Reads the pages. LLM decides: "I have enough; write the brief." Generates the markdown.
Done.

That's the whole pattern. The same skeleton scales up to coding agents (Cursor's composer, Claude Code), customer service agents, research agents, and so on.

What makes agents different from chatbots

A chatbot is a single LLM call. You ask, it answers, end of transaction.

An agent has three things a chatbot doesn't:

Tools. It can do, not just say. Cursor can edit your files. Claude Code can run shell commands. Operator can click web pages. The set of available tools defines what the agent is.

A loop. The agent decides when it's done. A chatbot does one turn; an agent might do 50 turns to complete a task. Each turn it reads what happened, picks a next action, and executes.

Memory across steps. The agent's growing context — "here's what I tried, here's what worked" — feeds back into each new decision. This is why agents need careful prompt and context management; without it, they forget what they already tried and loop forever.

Why agents are flaky in 2026

Despite a year of breathless press, most agents still fail in production. The core issue: errors compound.

If each step works 95% of the time, a 10-step task succeeds only ~60% (0.95^10). A 50-step task succeeds 7%. Agents that operate over many steps need either much higher per-step reliability or a way to detect and recover from errors.

Real agents use defenses:

Verification steps — after taking an action, check if it actually worked.
Step limits — cap the loop at, say, 20 iterations to avoid runaway costs and infinite loops.
Human-in-the-loop — for irreversible actions (sending emails, spending money, deleting data), pause and confirm.
Specialized tooling — domain-specific tools (e.g., Cursor's file-edit primitives) reduce surface area for errors.

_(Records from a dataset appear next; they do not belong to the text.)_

PR #459, opened 2021-03-05
Alert, Badge, Button and Field converted to typescript

alexasselin008:


packages/react-components/src/shared/src/size.ts
```diff
@@ -1,15 +1,15 @@
 export type Size = "2xs" | "xs" | "sm" | "md" | "lg" | "xl" | "2xl" | "3xl" | "4xl" | "5xl" | "inherit";
 
-export function normalizeSize(size?: Size) {
+export function normalizeSize<T extends Size>(size?: T) {
```
alexasselin008, line 3: doing this creates better adapters.

for this example
```
const adapter = createSizeAdapter({
"sm": "md",
"md": "lg"
})

const res = adapter("md");
```

before : 
res was of type Size

now: 
res is "md" | "lg"

packages/react-components/src/shared/src/slots.tsx
```diff
@@ -52,15 +52,18 @@ export function useRawSlots(children: ReactNode, slots: string[]) {
...
     _: {
         defaultWrapper?: ComponentType;
         required?: string[];
-    },
-    [x: string]: any;
+    }
 }
 
-export function getSlots(children: ReactNode, { _ = {}, ...slots }: Slots) {
+type SlotElements<T extends RequiredDefaultSlot> = {
```
alexasselin008, line 62: given
```
    const slots} = useSlots(children, useMemo(() => ({
        _: {
            defaultWrapper: Content
        },
        icon: {
            className: "o-ui-alert-icon"
        },
        content: {
            className: "o-ui-alert-content",
            as: AlertContent
        },
        button: {
            variant: "ghost",
            color: "inherit",
            condensed: true,
            size: "sm",
            className: "o-ui-alert-action"
        }
    }), []));
```

before : 
slot was type with [key:string]: any

now : 
slot is typed with 
```
{
    icon?:ReactElement;
    content?:ReactElement;
    button?: ReactElement;
   [key:string]: ReactElement
}
```
Wich means we give suggestion for autocomplete  while destructuring + allow any other slot that would be extracted (to support the defaultWrapper case)

packages/react-components/src/shared/src/forwardRef.ts
```diff
@@ -1,12 +1,17 @@
 // Idea and naming based off Chakra UI. https://github.com/chakra-ui/chakra-ui/blob/main/packages/system/src/system.types.tsx
 import { ComponentProps, ElementRef, ElementType, ForwardRefExoticComponent, ForwardRefRenderFunction, HTMLProps, RefAttributes, WeakValidationMap, forwardRef as reactForwardRef } from "react";
 
-type UnwrapElementType<T> = T extends ElementType ? ElementRef<T> : T;
+type AsRef<T> = T extends ElementType ? ElementRef<T> : T;
 
-type PropsOf<T> =
-    T extends ElementType ? HTMLProps<UnwrapElementType<T>> & ComponentProps<T> & RefAttributes<UnwrapElementType<T>> :
+type PropsWithoutChildren<P> =
```
alexasselin008, line 6: In some cases, we didn't want to allow the children props, since we don't allow it, but the as type was bringing it back

packages/react-components/src/alert/src/Alert.tsx
```diff
@@ -157,15 +164,15 @@ const variations = [
     { tone: "success", icon: <CheckIcon /> },
     { tone: "warning", icon: <WarningIcon /> },
     { tone: "critical", icon: <InfoIcon /> }
-];
+] as const;
```
patricklafrance, line 167: Souldn't it be a Record<string, Icon> ?

packages/react-components/src/alert/src/Alert.tsx
```diff
@@ -191,42 +198,45 @@ const [
...
-    // eslint-disable-next-line react/no-unused-prop-types
-    children: any.isRequired
-};
+    children: ReactNode
+}
+
+// Dummy component for documentation purpose.
+// eslint-disable-next-line @typescript-eslint/no-unused-vars
+export function AlertTemplate(_props: AlertTemplateProps) {
+    // When returning null, react-docgen doesn't ignore the component.
```
patricklafrance, line 225: oops made a mistake in my comment..

should be: // When returning null, react-docgen ignore the component.

packages/react-components/src/button/src/Button.tsx
```diff
@@ -1,82 +1,97 @@
...
-     * Called when the button is click.
-     * @param {SyntheticEvent} event - React's original SyntheticEvent.
-     * @returns {void}
-     */
-    onClick: func,
+    * Called when the button is click.
+    * @param {SyntheticEvent} event - React's original SyntheticEvent.
+    * @returns {void}
+    */
+    onClick?: (event: SyntheticEvent) => void
```
patricklafrance, line 58: Do we want to be more specific for handlers like a button `onClick` ? We could use `MouseEvent` here.

packages/react-components/src/button/src/ButtonGroup.tsx
```diff
@@ -43,9 +46,9 @@ const Gap = {
         "sm": 2,
         "md": 3
     }
-};
+} as const;
```
patricklafrance, line 49: I guess we are using const here instead of a nesting of Records because it's easier and no one cares if we go with something more precise?

packages/react-components/src/button/src/IconButton.tsx
```diff
@@ -1,75 +1,98 @@
...
+     */
+    fluid?: boolean;
+    /**
+     * @ignore
+     */
+    active?: boolean;
+    /**
+     * @ignore
+     */
+    focus?: boolean;
```
patricklafrance, line 76: Since `active`, `focus`, `hover` will never be documented, we could make a base interface for them?

Something like `InteractionStatesProps`

packages/react-components/src/button/src/useButton.ts
```diff
@@ -1,6 +1,23 @@
-import { cssModule, mergeClasses, normalizeSize, useAutoFocus, useMergedRefs } from "../../shared";
+import { ForwardedRef } from "react";
+import { Size, cssModule, mergeClasses, normalizeSize, useAutoFocus, useMergedRefs } from "../../shared";
 import { isNumber } from "lodash";
 
+export interface UseButtonProps {
```
patricklafrance, line 5: Hallelujah!

packages/react-components/src/button/src/useToggleButton.ts
```diff
@@ -1,7 +1,22 @@
...
+    checked?: boolean;
+    defaultChecked?: boolean;
+    value?: string | number;
+    onChange?(event: SyntheticEvent, isChecked: boolean): void;
+    onCheck?(event: SyntheticEvent, value: string | number): void;
+    forwardedRef?: ForwardedRef<any>;
+}
+
+export function useToggleButton<
+    Shape extends "pill" | "rounded" | "circular"
```
patricklafrance, line 18: How come you have to do this instead of:

```
shape?: "pill" | "rounded" | "circular";
```

packages/react-components/src/field/src/Field.tsx
```diff
@@ -2,45 +2,48 @@ import "./Field.css";
...
     /**
      * A field id.
      */
-    id: string,
+    id?: string,
     /**
      * Whether the field should display as "valid" or "invalid".
      */
-    validationState: oneOf(["valid", "invalid"]),
+    validationState?: "valid" | "invalid";
```
patricklafrance, line 19: God, I hope react-docgen support remote types soon.

packages/react-components/src/field/src/FieldContext.tsx
```diff
@@ -0,0 +1,160 @@
...
+}
+
+interface ClearFieldContextProps {
+    children?: ReactNode;
+}
+
+export function ClearFieldContext({ children }: ClearFieldContextProps) {
+    return (
+        <FieldContext.Provider value={null} >
+            { children}
```
patricklafrance, line 157: Remove white space after {

packages/react-components/src/field/src/FieldContext.tsx
```diff
@@ -0,0 +1,160 @@
...
+        size,
+        className: inputClassName,
+        "aria-labelledby": !isNil(labelId) ? labelId : undefined,
+        "aria-describedby": !isNil(messageId) ? messageId : undefined
+    };
+
+    return [props || {}, isInField];
+}
+
+export type UseFieldMessageProps = [{
```
patricklafrance, line 120: Should be `UseFieldMessageReturn` I guess? Otherwise if we add props to useFieldMessageProps
 how would we name the interface?

packages/react-components/src/field/src/FieldContext.tsx
```diff
@@ -0,0 +1,160 @@
...
+    }
+
+    return [{}, false];
+}
+
+export interface UseFieldLabelProps {
+    as?: ElementType;
+}
+
+export type UseFieldLabelReturn = [{
```
patricklafrance, line 52: UseFieldLabelPropsReturn

packages/react-components/src/field/src/FieldContext.tsx
```diff
@@ -0,0 +1,160 @@
+import { ElementType, ReactNode, createContext, useContext } from "react";
+import { cssModule, normalizeSize } from "../../shared";
+import { isNil } from "lodash";
+
+export interface CommonFieldContextType {
```
patricklafrance, line 5: Do you have to export a base interface like this one?

packages/react-components/src/field/src/FieldContext.tsx
```diff
@@ -0,0 +1,160 @@
...
+    isGroupField?: boolean;
+}
+
+export const FieldContext = createContext<FieldContextType>(null);
+
+export function useFieldContext(): [UseFieldContextType, boolean] {
+    const context = useContext(FieldContext);
+
+    if (!isNil(context)) {
+        const { isGroup: isGroupField = false, ...rest } = context;
```
patricklafrance, line 35: Oh well my renaming was cute without TS. Now it seems stupid haha. Maybe we should normalize this to `isGroup` ?

packages/react-components/src/shared/src/forwardRef.ts
patricklafrance: Looks like a good comment to add in the code instead of the review ;)

packages/react-components/src/shared/src/omitProps.ts
```diff
@@ -1,4 +1,4 @@
-export function omitProps<TObject extends Record<string, any>, TKey extends keyof TObject>(obj: TObject, omit: TKey[]) {
+export function omitProps<TObject extends Record<string, any>, TKey extends string>(obj: TObject, omit: TKey[]) {
```
patricklafrance, line 1: Could you instead do: 

```
export function omitProps<TObject extends Record<string, any>>(obj: TObject, omit: string[]) {

```

packages/react-components/src/shared/src/forwardRef.ts
patricklafrance: Is it really without? Seems to me more like `PropsWithOptionalChildren`

packages/react-components/src/shared/src/checkable.ts
```diff
@@ -1,9 +1,9 @@
-import { createContext, useContext } from "react";
+import { SyntheticEvent, createContext, useContext } from "react";
 import { isNil } from "lodash";
 
 interface CheckableContextType {
-    checkedValue?: boolean;
-    [x: string]: any;
+    checkedValue?: boolean | string | number;
+    onCheck?(event: SyntheticEvent, newValue: boolean | string | number): void;
```
patricklafrance, line 6: Should it be a `ChangeEvent` ?

packages/react-components/src/shared/src/augmentElement.tsx
```diff
@@ -8,8 +8,8 @@ export function augmentElement(element: ReactElement & RefAttributes<any>, newPr
     return cloneElement(element, augmentedProps);
 }
 
-export function createEmbeddableAdapter(sizeAdapter: SizeAdapter) {
-    return <Props extends Record<string, any>>(element: ReactElement<Props, any>, { size, ...props }: Props) => {
+export function createEmbeddableAdapter<T extends Size>(sizeAdapter: SizeAdapter<T>) {
+    return <Props extends { size: Size } & Record<string, any>>(element: ReactElement<Props, any>, { size, ...props }: Props) => {
```
patricklafrance, line 12: Maybe extract this interface?

packages/react-components/src/shared/src/slots.tsx
```diff
@@ -52,15 +52,18 @@ export function useRawSlots(children: ReactNode, slots: string[]) {
     return useMemo(() => getRawSlots(children, slots), [children, slots]);
 }
 
-interface Slots {
+interface RequiredDefaultSlot {
```
patricklafrance, line 55: Hmm why this rename?

Don't like my names to be an Concatenation of the type props.. If I add a "toto" props will I rename this to RequiredDefaultTotoSlot?

patricklafrance: Could be named maybe SlotsDefinition

patricklafrance: Maybe `SlotOptions` ?

patricklafrance (approved):

packages/react-components/src/button/src/ButtonGroup.tsx
alexasselin008: Exactly, since its a local const, i could do a Record<"horizontal" | "vertical", { sm: number, md: number}> i prefer the const synthax in this case

packages/react-components/src/button/src/useToggleButton.ts
alexasselin008: The idea here is to preserve the type of shape in the output variable. Meaning that in some cases, InnerToggleIconButton for instance, the allowed shape properties are circular or rounded, never pill. So if we typed the shape allowing  "pill" | "rounded" | "circular", the output props of the toggle button would also be  "pill" | "rounded" | "circular", even if we specified that the shape can only be rounded or circular

packages/react-components/src/field/src/FieldContext.tsx
alexasselin008: we seem to be using it in the useField typings

packages/react-components/src/shared/src/omitProps.ts
alexasselin008: i can't since i'm using TKey to determine the return value

packages/react-components/src/button/src/IconButton.tsx
alexasselin008: Where do you think would be the best place to put that interface? 

`shared/interactiveStatesProps.ts`?
new folder `sharedTypes/interactiveStates.ts` 

other choice would be to make a ButtonInteractionStatesProps and put it in Button.tsx, with the other buttons referencing it

packages/react-components/src/alert/src/Alert.tsx
alexasselin008: It may be a personal opinion, but i prefer not creating types i really don't care about. In this case, either i do "as const" at the end of the array, or i create a temporary type like this

```
const variations: { tone: keyof typeof Role, icon: ReactElement }[] = [
    { tone: "info", icon: <NotificationIcon /> },
    { tone: "success", icon: <CheckIcon /> },
    { tone: "warning", icon: <WarningIcon /> },
    { tone: "critical", icon: <InfoIcon /> }
];
```
image

Also, the as const is a little bit more precise, since in theory we know it's not a random array of tone and icons, its an array where the first tone is info, the second is success ... 

You can see the typing generated with the as const 
image

packages/react-components/src/field/src/FieldContext.tsx
alexasselin008: Haha agreed, i renamed everything and it simplified the typings a lot

packages/react-components/src/field/src/FieldContext.tsx
alexasselin008: Removed that interface, not an issue anymore

packages/react-components/src/button/src/IconButton.tsx
alexasselin008: shared/types/

packages/react-components/src/button/src/useToggleButton.ts
alexasselin008: TODO: TS commentaire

Real agent products in 2026

The ones actually shipping useful work:

Coding agents — Cursor's composer, Claude Code, Windsurf. They edit code in your repo, run tests, iterate. The most mature category.
Web operators — OpenAI's Operator, Anthropic's computer use. Browse, click, fill forms. Useful for repetitive web tasks but still slow and breakable.
Research agents — Perplexity Pro's deep research, Claude's research mode, Gemini Deep Research. Search, read, synthesize multi-source briefs.
Vertical agents — Sales (Clay, Outreach), recruiting (Mercor), customer support (Decagon, Sierra). Constrained to a narrow domain, which is why they work.
Personal-task agents — Booking, scheduling, simple errands. Mostly demos, not yet reliable.

The pattern: narrow, well-tooled agents work. Wide-open "do anything" agents don't.

When NOT to use an agent

The task is one prompt. If you can write the answer with a single LLM call, do it. Adding an agent loop just costs more and creates more failure modes.
Errors are unrecoverable. Don't let an agent send emails, buy things, delete files, or change production systems without explicit human approval per action.
You don't have evals. If you can't measure whether the agent did the task correctly, you can't improve it. Build a small eval set first, even 20 examples.
The cost-per-task doesn't make sense. Agents that loop 30 times can cost $0.50-$5 per task. Make sure that's worth less than the alternative (human, simpler tool, or just doing the task once).

Where to start

If you want to build one, start with:

A clear, narrow task ("draft a sales follow-up given this CRM record").
A small, well-defined toolset (3-5 tools, schemas).
A step limit (10 iterations max).
Logging at every step so you can debug failures.
A human-in-the-loop confirmation for any external action.

Frameworks like LangGraph, Mastra, and CrewAI give you scaffolding, but a plain Python loop calling Claude's tool-use API is often clearer for the first version.